Sell these aquatic plants in the UK and face going to jail
Ponds, plant cascades and planted tanks will never look the same again, now the Invasive Alien Species Order 2019 is in place. A ban on trading in some species has been in place since 2014, but the 2019 list has grown to include pond plant staple Lagarosiphon major and the popular aquarium plant Cabomba caroliniana.
Why? Because they are deemed a threat to native species and are listed under EU Alien Invasive Species Regulation. Skunk cabbage, Curly waterweed and Parrots feather can of course survive our winters and were popular pond plants because of it.
But Water hyacinth, a native to tropical South America, sure as hell can’t, and becomes wind burnt, rots and dies outside of anything but the hottest UK summer. And despite leaving the EU, us Brits seem to be going along with it, and the ban of Apple snails, another tropical South American, with no clear answer or action on why we are putting up with it after Brexit.
Invasive species are bad. Grey squirrels should actually be eradicated from the UK, along with Pheasants, Rabbits, Canada geese, Muntjac, Sika deer, Wels catfish and carp, as all of these breed quite happily in our climate, affecting the habitats and ecosystems of our endemics. But Water hyacinth and Apple snails never will, or at least not without us missing spring, autumn and winter seasons altogether and if that point ever comes, it won’t be snails and floating plants we’ll be worrying about.
Could they potentially live elsewhere in Europe? Yep, like Spain, Greece and Italy, hence the anxiety and the ban, but I guess its just this kind of blanket legislation which caused Brits to take to the ballet boxes and vote Leave.

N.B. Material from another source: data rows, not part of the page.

PR #196, opened 2020-06-19
feat(playground): add frontend for AskScript Playground

czerwinskilukasz1:
The new Playground frontend linked to the new Playground backend is available at:
http://cli.askql.org:5000/

image

Some design polish from Kari is coming soon.


package.json
```diff
@@ -16,7 +16,7 @@
     "build": "jest --config jest.build.config.js --no-cache",
     "postbuild": "ts-node scripts/postBuild.ts",
     "prettier": "prettier --write --config prettier.config.js .",
-    "prettier:check": "prettier --config prettier.config.js --check .",
+    "prettier:check": "prettier --config prettier.config.js --check '**/*.{js,jsx,ts,tsx}'",
```
mhagmajer, line 19: please explain why we need that

src/playground/dist/app.js
```diff
@@ -0,0 +1,53 @@
+'use strict';
```
mhagmajer, line 1: This looks like compiled version of [src/playground/src/app.ts ](https://github.com/xFAANG/askql/pull/196/files#diff-231aef61cb7355918bb7bcaee3989cff)

src/playground/copyStaticAssets.ts
```diff
@@ -0,0 +1,6 @@
+import * as shell from 'shelljs';
+
+shell.mkdir('-p', 'dist/public/');
+shell.cp('-R', 'src/public/assets/css', 'dist/public/');
+shell.cp('-R', 'src/public/assets/js', 'dist/public/');
+shell.cp('-R', 'src/views', 'dist/');
```
mhagmajer, line 6: We've been using the native Node `fs` library for this sort of thing - https://github.com/xFAANG/askql/blob/master/scripts/postBuild.ts. Do you think it's worth it to add this additional dependency?

src/playground/dist/public/js/app.js
```diff
@@ -0,0 +1,66 @@
+function registerAskScriptEditor(
```
mhagmajer, line 1: Would it be possible to do this in TypeScript?

src/playground/package.json
```diff
@@ -0,0 +1,64 @@
+{
+  "name": "askscript-playground",
+  "version": "1.0.0",
+  "main": "index.js",
+  "scripts": {
+    "build": "mkdir -p dist/public && npm run build-assets && npm run build-ts && npm run copy-static-assets",
```
mhagmajer, line 6: How is this going to integrate with the build process of the entire repo?

src/playground/dist/views/main.handlebars
```diff
@@ -0,0 +1,88 @@
+<!doctype html>
```
mhagmajer, line 1: Why did you pick Handlebars here instead of React or [Hybrids](https://github.com/hybridsjs/hybrids)?

src/playground/dist/public/js/app.js
```diff
@@ -0,0 +1,66 @@
...
+    }
+  } catch (e) {
+    showErrorResponse('Got an error when parsing the response');
+  }
+}
+
+function showSuccessfulResponse(result) {
+  const resultElem = document.getElementById('result');
+  resultElem.innerText = JSON.stringify(result, null, 2);
+  resultElem.classList.remove('error');
```
mhagmajer, line 59: Due to unwieldiness of the DOM it's difficult to maintain code which deals with this API directly

src/playground/dist/public/js/app.js
mhagmajer: Also, there seems to be a copy of this file in `src/playground/src/public/assets/js/app.js`

km4:
@czerwinskilukasz1  Why we push the dist folder on repo? It should be generated by build process.

src/playground/dist/app.js
czerwinskilukasz1: You're right, I didn't notice including `dist/` folder. Removing it now.

src/playground/copyStaticAssets.ts
czerwinskilukasz1: Yes, becase surprisingly, there is no function to copy the whole directory in `fs`.
https://nodejs.org/api/fs.html

Please use their own functions (which may contain bugs) or one of libraries.
E.g. these: https://stackoverflow.com/questions/13786160/copy-folder-recursively-in-node-js

src/playground/package.json
czerwinskilukasz1: Not sure what you mean. 
monorepo means many packages in one repository, so that code can be shared between them. 
Every package has their own package.json file with their own build instructions. Therefore, there is no single build process as the packages are independent, same as they would be if they were in separate repositories.

src/playground/dist/views/main.handlebars
czerwinskilukasz1: Because it's minimal. In fact, we could live even without any templates at all in this project, so I chose the most minimalistic solution.

src/playground/package.json
mhagmajer: I'm asking because we don't currently have package-level package.json. Why introduce it here? Is build process of this package different than that of AskQL? How so? If it was the same, then we wouldn't need to add this file. What about releases of the playground? Is this going to NPM?

src/playground/src/public/assets/js/app.js
```diff
@@ -0,0 +1,66 @@
...
+    }
+  } catch (e) {
+    showErrorResponse('Got an error when parsing the response');
+  }
+}
+
+function showSuccessfulResponse(result) {
+  const resultElem = document.getElementById('result');
+  resultElem.innerText = JSON.stringify(result, null, 2);
+  resultElem.classList.remove('error');
```
czerwinskilukasz1, line 59: Following [your comment](https://github.com/xFAANG/askql/pull/196#discussion_r443121682) here:

> Due to unwieldiness of the DOM it's difficult to maintain code which deals with this API directly

What do you mean by 'unwieldiness of the DOM'?  [MDN is saying](https://developer.mozilla.org/en-US/docs/Web/API/Element/classList) this is a good way to go, supported by all major browsers.
What's your proposal?

czerwinskilukasz1:
> @czerwinskilukasz1 Why we push the dist folder on repo? It should be generated by build process.

By mistake. Fixed. Thanks.

src/playground/copyStaticAssets.ts
mhagmajer: Ok, cool. However, I think this should be a part of https://github.com/xFAANG/askql/tree/master/scripts

src/playground/package.json
czerwinskilukasz1: Marcin, Playground frontend is a separate project. It's separate from AskVM and AskScript parser both in terms of a separate codebase and in terms of dependencies.
It has a number of dependencies not needed in any other project, like `imagemin-cli, node-sass, webpack, webpack-cli, @types/express-handlebars` to name a few.
Adding them to the main package.json would create a lot of clutter and a mix of dependencies needed by AskVM and Playground.

src/playground/src/public/assets/js/app.js
mhagmajer: Well, I would use React here.

https://softwareengineering.stackexchange.com/questions/147451/whats-so-bad-about-the-dom

mhagmajer:
Can we use TypeScript instead of JavaScript?

package.json
czerwinskilukasz1: Due to a bug in Prettier, when running `--check` Prettier checks all the files even non-supported ones.  This caused the build step on Github to fail. Hence my change.

src/playground/src/public/assets/js/app.js
czerwinskilukasz1: Why would you introduce a heavy dependency in such a lightweight project just for one line of code?

czerwinskilukasz1:
> Can we use TypeScript instead of JavaScript?

We could.

czerwinskilukasz1:
> Good progress. Here's some remaining points that I think need to be addressed.
> 
> * [ ]  remove local package.json - let's reuse the current build process and TS config for simplicity and consistency
> * [ ]  remove local .gitignore, LICENSE (it's the same),

@mhagmajer, I addressed this [here](https://github.com/xFAANG/askql/pull/196#discussion_r444174380) and don't see your comment.

> * [ ]  rename local README to README.md
ok

> * [ ]  specify in the UI what version of AskQL this runs
ok

 
> Follow-up things than can be done later - please create issues
> 
> * [ ]  migrated from Handlebars to React

https://github.com/xFAANG/askql/issues/216

> * [ ]  support running askvm on client side - doesn't require server

https://github.com/xFAANG/askql/issues/217

mhagmajer:
> Marcin, Playground frontend is a separate project. It's separate from AskVM and AskScript parser both in terms of a separate codebase and in terms of dependencies.
> It has a number of dependencies not needed in any other project, like `imagemin-cli, node-sass, webpack, webpack-cli, @types/express-handlebars` to name a few.
> Adding them to the main package.json would create a lot of clutter and a mix of dependencies needed by AskVM and Playground.

I'm not concerned about mixing this as most of these are development time dependencies. The important dependencies are the direct dependencies - we don't have any of those. It's important that we keep single package.json file so that all script to build and deploy are in one place. Can you add commands needed to build the playground there, please?

Also, no need to have a separate configuration for TypeScript and a separate compilation step. This is still a small project - we can compile all code in the same command

package.json
mhagmajer: Commenting for reference: https://github.com/xFAANG/askql/issues/221

.env.example
```diff
@@ -0,0 +1,9 @@
+
+# Note we depend on NODE_ENV being set to dictate which of the env variables below get loaded at runtime. 
+
+# Application Port - express server listens on this port (default 3000).
+PLAYGROUND_PORT=3000
+
+# URL of the AskScript backend, including path
+PLAYGROUND_ASK_SERVER_URL="http://cli.askql.org:6001/askscript"
+PLAYGROUND_ASK_SERVER_VERSION_URL="http://cli.askql.org:6001/version"
```
mhagmajer, line 9: Maybe it would be easier to just have url without path? We might want more flexibility with endpoints

mhagmajer: How is the port configured for askql server? Why is it `6001` here if "PLAYGROUND_PORT" is `3000`?

README.md
```diff
@@ -75,18 +75,22 @@ Please find all important information here:
 
 1. Clone the repository
 
-`git clone git@github.com:xFAANG/askql.git`
+   `git clone git@github.com:xFAANG/askql.git`
 
-2. Install dependencies:
+2. It is advised to install autoreconf as it is used by one of the Node packages used by AskScript Playground.
```
mhagmajer, line 80: What is autoreconf? Does it apply only to Linux? If so maybe, maybe we can explain that in the beginning or make this step applicable only for Linux development

README.md
```diff
@@ -242,6 +246,43 @@ string ask(call(get('find'),get('philosophers'),fun(let('name',get('$0')),call(g
 
 Here is the link to our [AskQL playground](http://cli.askql.org:3000/)!
 
+#### Developer info - how to run
+
+1. Copy .env.example to .env and set `PLAYGROUND_PORT`, `PLAYGROUND_ASK_SERVER_URL` and `PLAYGROUND_ASK_SERVER_VERSION_URL` appropriately.
```
mhagmajer, line 251: Changing this values shouldn't be required by default

package.json
```diff
@@ -13,13 +13,24 @@
...
     "prettier:scripts": "prettier --write ./scripts",
     "lint:js": "eslint . --ext .js,.tsx,.ts",
-    "lint:js:fix": "npm run lint:js --fix"
+    "lint:js:fix": "npm run lint:js --fix",
+    "playground:build": "rm -rf dist/playground && mkdir -p dist/playground/public && npm run playground:build-assets && npm run playground:build-ts && npm run playground:copy-static-assets",
+    "playground:build-assets": "npm run playground:build-assets:img",
+    "playground:build-assets:img": "imagemin src/playground/public/assets/img/* --out-dir=dist/playground/public/img",
+    "playground:build-ts": "tsc && mv dist/playground/public/assets/js dist/playground/public/js",
+    "playground:copy-static-assets": "ts-node src/playground/copyStaticAssets.ts",
+    "playground:start": "node dist/playground/app.js",
```
mhagmajer, line 28: `ts-node src/playground/app.ts` ?

package.json
```diff
@@ -13,13 +13,24 @@
...
+    "playground:watch-dev": "npm-watch playground:start-dev",
```
mhagmajer, line 29: `ts-node-dev src/playground/app.ts` ?

I don't know the `npm-watch`, however, we already use `ts-node`

package.json
```diff
@@ -13,13 +13,24 @@
...
+    "playground:start-dev": "node dist/playground/app.js"
+  },
+  "watch": {
+    "playground:start-dev": "dist/public/css/*.css"
```
mhagmajer, line 33: So this only watches build target? 🤔

package.json
```diff
@@ -48,14 +59,31 @@
...
     "node": ">=12.14.0"
   },
-  "dependencies": {},
+  "dependencies": {
+    "dotenv": "^8.2.0",
+    "express": "^4.17.1",
+    "express-handlebars": "^4.0.4",
+    "handlebars": "^4.7.6",
+    "shelljs": "^0.8.4"
+  },
```
mhagmajer, line 68: Playground only needs to work for development, not in a shipped package. Therefore, these are all development dependencies. If someone wants to deploy the playground they can always do `npm install --only=dev`

package.json
```diff
@@ -48,14 +59,31 @@
...
   "devDependencies": {
+    "@babel/polyfill": "^7.10.1",
+    "@types/ace": "0.0.43",
+    "babel-loader": "^8.1.0",
+    "cz-conventional-changelog": "^3.2.0",
```
mhagmajer, line 73: ?

package.json
```diff
@@ -88,7 +119,13 @@
...
     "prettier": "2.0.5",
     "rimraf": "3.0.2",
+    "shelljs": "^0.8.4",
     "ts-node": "8.10.2",
     "typescript": "3.9.5"
+  },
+  "config": {
+    "commitizen": {
+      "path": "./node_modules/cz-conventional-changelog"
+    }
```
mhagmajer, line 129: what is this?

src/playground/README
```diff
@@ -0,0 +1,34 @@
+## How to install
+
+It is advised to install autoreconf as it is used when installing one of the Node packages. For Ubuntu/Debian run:
+
+    sudo apt-get install autoconf
```
mhagmajer, line 5: It's not clear to what OSs this applies

src/playground/README
```diff
@@ -0,0 +1,34 @@
...
+
+Install Node packages:
+
+    npm install
+
+
+## How to run
+
+1. Copy .env.example to .env and edit PORT and ASKSCRIPT_SERVER_URL.
```
mhagmajer, line 14: Is editing necessary?

src/playground/README
```diff
@@ -0,0 +1,34 @@
+## How to install
```
mhagmajer, line 1: Maybe the main readme, can just link here?

src/playground/app.ts
```diff
@@ -0,0 +1,53 @@
...
+import dotenv from 'dotenv';
+import fs from 'fs';
+
+if (fs.existsSync('.env')) {
+  console.log('Using .env file to supply config environment variables');
+  dotenv.config({ path: '.env' });
+} else {
+  console.log('Using .env.example file to supply config environment variables');
+  dotenv.config({ path: '.env.example' }); // you can delete this after you create your own .env file!
+}
```
mhagmajer, line 14: https://www.npmjs.com/package/dotenv-cli does this for you. Let's not read from `.env.example` we could copy `.env.example` to `.env` if the latter doesn't exist in the `postinstall` phase

src/playground/app.ts
```diff
@@ -0,0 +1,53 @@
...
+
+const app = express();
+
+app.use(
+  express.static(path.join(__dirname, 'public'), { maxAge: 31557600000 })
```
mhagmajer, line 19: `Infinity` will do as good as 1000 years :D

How does the caching work if someone updates assets in `/public` for development?

src/playground/app.ts
```diff
@@ -0,0 +1,53 @@
...
+// handlebars
+app.engine(
+  'handlebars',
+  expressHandlebars({
+    layoutsDir: __dirname + '/views',
+    defaultLayout: 'main',
+  })
+);
+app.set('views', __dirname + '/views');
+app.set('view engine', 'handlebars');
```
mhagmajer, line 31: Do we need this? Seems like this information has been already provided to `app.engine`

src/playground/views/main.handlebars
```diff
@@ -0,0 +1,215 @@
...
+	{{#if gtm}}
+	<!-- Global site tag (gtag.js) - Google Analytics -->
+	<script async src="https://www.googletagmanager.com/gtag/js?id={{gtm}}"></script>
+	<script>
+		window.dataLayer = window.dataLayer || [];
+		function gtag() { dataLayer.push(arguments); }
+		gtag('js', new Date());
+		gtag('config', '{{gtm}}');
+	</script>
+	{{/if}}
```
mhagmajer, line 18: Not sure if adding tracking code in a public repository is okay... This would mean that we need to get users consent for storing their tracking data

czerwinskilukasz1: @Tuhaj , what do you think?

src/playground/README
czerwinskilukasz1: As the line is saying, the command applies to Ubuntu/Debian.

src/playground/app.ts
czerwinskilukasz1: It will cache until, well, max-age I think. 
This is why 0 seems a better value.

src/playground/README
czerwinskilukasz1: I figured out that this README would be the only readme file in subdirectories, so I am removing it, same as I removed package.json and LICENSE. Let's keep things in one place if we have a monorepo.  
All the contents are in the main README.md anyway.

package.json
czerwinskilukasz1: Removed  cz-conventional-changelog

package.json
czerwinskilukasz1: ok.

package.json
czerwinskilukasz1: Thanks. These dev commands are not working, removing.

package.json
czerwinskilukasz1: removed

src/playground/app.ts
czerwinskilukasz1: Seems so: https://www.npmjs.com/package/express-handlebars has both app.engine and app.set('view engine')

package.json
czerwinskilukasz1: Playground should use dist/, same as the rest of the project.

README.md
czerwinskilukasz1: It's impossible to guess what URL for the backend the user would use.
The default will work with our Playground backend on cli.ask.org after I replace the old Playground with the new one.

README.md
czerwinskilukasz1: The next line is stating Ubuntu/Debian.  What else would you add here?

package.json
czerwinskilukasz1: These dev commands are not working, removing.

src/playground/app.ts
czerwinskilukasz1: Done. 
Note that I needed to create a separate postBuild.ts file so that `npm run playground:build` works properly.

README.md
km4: if you skip this step and run the server then the server gets variables from the env.example.

src/playground/views/main.handlebars
czerwinskilukasz1: Moved to a separate https://github.com/xFAANG/askql/issues/235

src/playground/copyStaticAssets.ts
czerwinskilukasz1: Done

czerwinskilukasz1:
> Let's move the binary files to CDN (simply we could host them in the same place where we host askql.org) to keep the package size small https://bundlephobia.com/result?p=askql@1.1.0
> 
> A lot of scripts that this playground depends on is already loaded from CDN

If we keep adding new requirements and enhancements, we will never publish this PR. Let's discuss this enhancement in a separate issue: https://github.com/xFAANG/askql/issues/237


> Also, seems like the discussion Ace vs Monaco hasn't concluded yet #182

Let's keep the PR smaller and discuss this topic separately: https://github.com/xFAANG/askql/issues/236

README.md
mhagmajer: It's not clear to me if I need to think about `autoreconf` if I'm on MacOS or Windows

src/playground/public/assets/js/demos.ts
```diff
@@ -0,0 +1,25 @@
...
+    const a = document.createElement('a');
+    a.setAttribute('class', 'dropdown-item');
+    a.setAttribute('href', '#');
+    a.onclick = (e) => {
+      e.preventDefault();
+      pickDemo(editor, key);
+    };
+    a.innerText = demos[key].title;
+    menu.appendChild(a);
+  }
```
mhagmajer, line 15: Not sure why you're not using Handlebars for this https://handlebarsjs.com/guide/builtin-helpers.html#each... Also, templates for frontend are quite old-fashioned

src/playground/public/assets/js/demosData.ts
```diff
@@ -0,0 +1,62 @@
...
+
+  demo20: {
+    title: 'Factorial',
+    code: `ask {
+  const factorial: int(int) = fun(n:int):int {
+    if (n:lessThan(2)) {
+      return n
+    }
+
+    n:multiply(factorial(n:minus(1)))
```
mhagmajer, line 23: probably operators would make easier code here

czerwinskilukasz1:
Thanks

So good luck telling the nine scientifically accepted Lagarosiphon species from the six scientifically accepted Elodea species, (Lagarosiphon crispa and Elodea densa are both synonyms.) And if you trade in it and then get banged-up for selling weed, your cell mates will be surprised and disappointed in equal measure that it was bunched oxygenating plant you were dealing in. And that the Skunk you had growing in your back garden wasn’t that sort of skunk.
Double standards
Did you know that Buddleja isn’t native? But grows everywhere in the uk and is hailed as a wonderful plant to attract our struggling native bee populations? Did you also know that Oil seed rape is native to Asia, to give just two examples of very invasive non-native plant species that aren’t banned. But you don’t see Alan Titchmarsh vilified as the Pablo Escobar of the garden world, John Craven the farming world, and sent to prison and made an example of.
Go figure…
Aquatic plants that can no longer be sold in the UK (from ornamentalfish.org)
- Water Fern (Azolla filiculoides)
- Parrot’s Feather (Myriophyllum aquaticum)
- Floating Pennywort (Hydrocotyle ranunculoides)
- Australian swamp stone crop (New Zealand Pygmyweed) (Crassula helmsii)
- Water Primrose (Ludwigia grandiflora)
- Floating primrose-willow (Ludwigia peploides)
- Water hyacinth (Eichhornia crassipes)
- Cabomba (Cabomba caroliniana)
- Curly waterweed (Lagarosiphon major often inaccurately called Elodea crispa)
- American skunk cabbage (Lysichiton americanus)
- Nuttall’s waterweed (Elodea nuttallii)
- Alligator weed (Alternanthera philoxeroides)
- Chilean rhubarb (Gunnera tinctoria)
- Broadleaf watermilfoil (Myriophyllum heterophyllum)
- Giant Salvinia (Salvinia molesta)*
- Senegal tea plant (Gymnocoronis spilanthoides)*
*Traders now have 12 months to clear stock on shelves or that they ordered before 14 August 2019 for next season. No plants can be sold after 14 August 2020.